(Prompt): Pull every line with "regions" from the data below and copy it.

[Stored data]

┌────────

PR #385, opened 2024-05-31
UK - Constituency changes for next HoC general election

sguenther85:
After the 2023 Periodic Review of Westminster constituencies the  Parliamentary Constituencies Order 2023 the UK Gov introduced a lot of changes for the next general HoC election.

Including:
211 newly named constituencies (lost of redistricting)
Many abolished constituency names
Some disappearing and newly created seats

See Wiki for Summary and link below for law with table that lists new constituencies (pdf).
https://en.wikipedia.org/wiki/2023_Periodic_Review_of_Westminster_constituencies#New_and_abolished_constituencies
https://www.legislation.gov.uk/uksi/2023/1230/pdfs/uksi_20231230_en.pdf

More background:
https://commonslibrary.parliament.uk/constituency-boundary-review-data-for-new-constituencies/

Readme will follow. Due to the recent unexpected election (by date), i wanted to share the constituency changes first

PR #433, opened 2026-05-03
Add OCD-IDs for UK Scottish Parliament, Senedd, wards, and CEDs

MiniCodeMonkey:
## Summary

Closes the OCD-ID coverage gap that downstream consumers run into when working with UK political districts. `country-gb.csv` previously only carried Westminster (`/ed:`) constituencies; this PR adds the four largest missing categories:

| Type | Path | Rows |
|---|---|---|
| Scottish Parliament constituencies (`spc`) | `country:gb/part:sct/spc:<slug>` | 73 |
| Scottish Parliament regions (`spr`) | `country:gb/part:sct/spr:<slug>` | 8 |
| Senedd / Welsh Parliament constituencies (`senc`) | `country:gb/part:wls/senc:<slug>` | 40 (current) + 16 (May 2026) |
| Senedd electoral regions (`senr`) | `country:gb/part:wls/senr:<slug>` | 5 (abolished May 2026) |
| Electoral wards (`ward`) | `country:gb/part:<nation>/ward:<gss>` | 8,396 UK-wide |
| County electoral divisions (`ced`) | `country:gb/part:eng/ced:<gss>` | 1,366 (England only) |

Total: ~9,900 new identifiers. NI Assembly is intentionally not touched -- post the 2023 OSNI review the boundaries are byte-identical to NI Westminster constituencies, so those `ed:` rows already serve.

## Conventions

The path scheme follows the existing merged convention in `constituencies.csv` (extended most recently in #385). I've also added a `gss_code` extra column on every row that maps to a single ONS GSS code, mirroring the older `country-uk` files and #186 so consumers can crosswalk OCD-IDs ↔ GSS codes without a separate lookup.

A few specific calls worth flagging for review:

* **Type prefixes follow ONS column codes**: `spc` / `spr` (Scottish Parliament constituency / region), `senc` / `senr` (Senedd constituency / region), `ward`, `ced`. These match modern ONS naming -- in particular `senc` / `senr` rather than the older `nawc` / `nawr` because the body was renamed from "National Assembly for Wales" to "Senedd / Welsh Parliament" in 2020 and ONS now ships `senc22cd` / `senr22cd` columns. Happy to switch to `nawc` / `nawr` for backwards parity with #186 if that's preferred.

* **Hierarchy retained** (`country:gb/part:sct/spc:slug`) for consistency with the current `constituencies.csv` rather than going flat (`country:gb/spc:slug`) per #186. The original objection in #184 that hierarchy implies geographic scope is specifically about Westminster (a UK-wide body); for Scottish Parliament / Senedd the part-nation nesting is geographically truthful. Either way the typed prefix carries the disambiguation, so I'm fine flipping to flat if reviewers want to pull the trigger on the #186 direction in this PR -- just let me know.

* **Wards keyed on GSS, not name**, because UK ward names collide nationally (21 distinct "Castle" wards). They're nested under `part:<nation>` rather than `lad:` or `council:` since this repo doesn't yet have UK Local Authority District identifiers; adding those is a much bigger change and out of scope here.

* **Senedd 2026 transition** marked with `validThrough=2026-05-05` on the 40+5 old rows and `validFrom=2026-05-06` on the new 16 rows. The new rows use placeholder GSS codes `W92000001`-`W92000016` (DataMapWales' internal numbering) because ONS hasn't published canonical 2026 GSS codes yet; once they do, those rows will need a `sameAs` plus a refreshed `gss_code`.

## Sources

* Westminster, Scottish Parliament, Senedd (current), wards, CEDs: ONS [Open Geography Portal](https://geoportal.statistics.gov.uk/) -- Open Government Licence v3.0.
* Senedd post-May-2026 constituencies: [DataMapWales](https://datamap.gov.wales/layers/geonode:senedd_final_2026) (Welsh Government, OGL v3.0).

## Validation

* `python3 test/compile_test.py` passes (TEST_TMPDIR set).
* Recompiled `identifiers/country-gb.csv` is included in the diff.
* All new IDs validate against the regex in `scripts/compile.py`.

## Refs

* #170 -- best-practices discussion
* #184 -- country code + hierarchy debate
* #186 -- chris48s' stalled flat-scheme migration; this PR adopts the same `gss_code` column convention.
* #385 -- 2024 Westminster boundary changes (most recent merged precedent for the hierarchy used here).

cc @chris48s @jpmckinney @sguenther85 -- given the unresolved conventions discussion in #170 / #184, would appreciate your steer on the hierarchy + prefix choices before this gets too far.


jpmckinney:
#184 remains unresolved, but that's about what to do about the old uk.

In the meantime, I'd say we are unconstrained about gb.

Per the discussion in #184, I don't see a principled reason to have a proliferation of types like spc, spr, senc, senr, etc. especially when these types get renamed whenever a political body chooses to rename itself.

My understanding is that ONS organizes itself such that anything with the label "senc" is a Senedd / Welsh Parliament constituency – such that if the maintainers for Canada used that type for a different purpose, it would imply that there is a Senedd / Welsh Parliament constituency in Canada. This project doesn't organize itself that way.

As such, we can simplify and use e.g. `ed` (electoral district) for constituency (like in most countries), `region` for regions, and `ward` for wards.

GSS sounds fine to me. Canada also used numeric codes, but when these became unstable across vintages (and when we wanted to extend coverage into the past, for which we had no IDs), we switched to full names (and aliased the old numbers). It sounds like for gb we'd have to add local authorities to avoid numbers.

└────────

(Solution for this exercise):
| Scottish Parliament regions (`spr`) | `country:gb/part:sct/spr:<slug>` | 8 |
| Senedd electoral regions (`senr`) | `country:gb/part:wls/senr:<slug>` | 5 (abolished May 2026) |
As such, we can simplify and use e.g. `ed` (electoral district) for constituency (like in most countries), `region` for regions, and `ward` for wards.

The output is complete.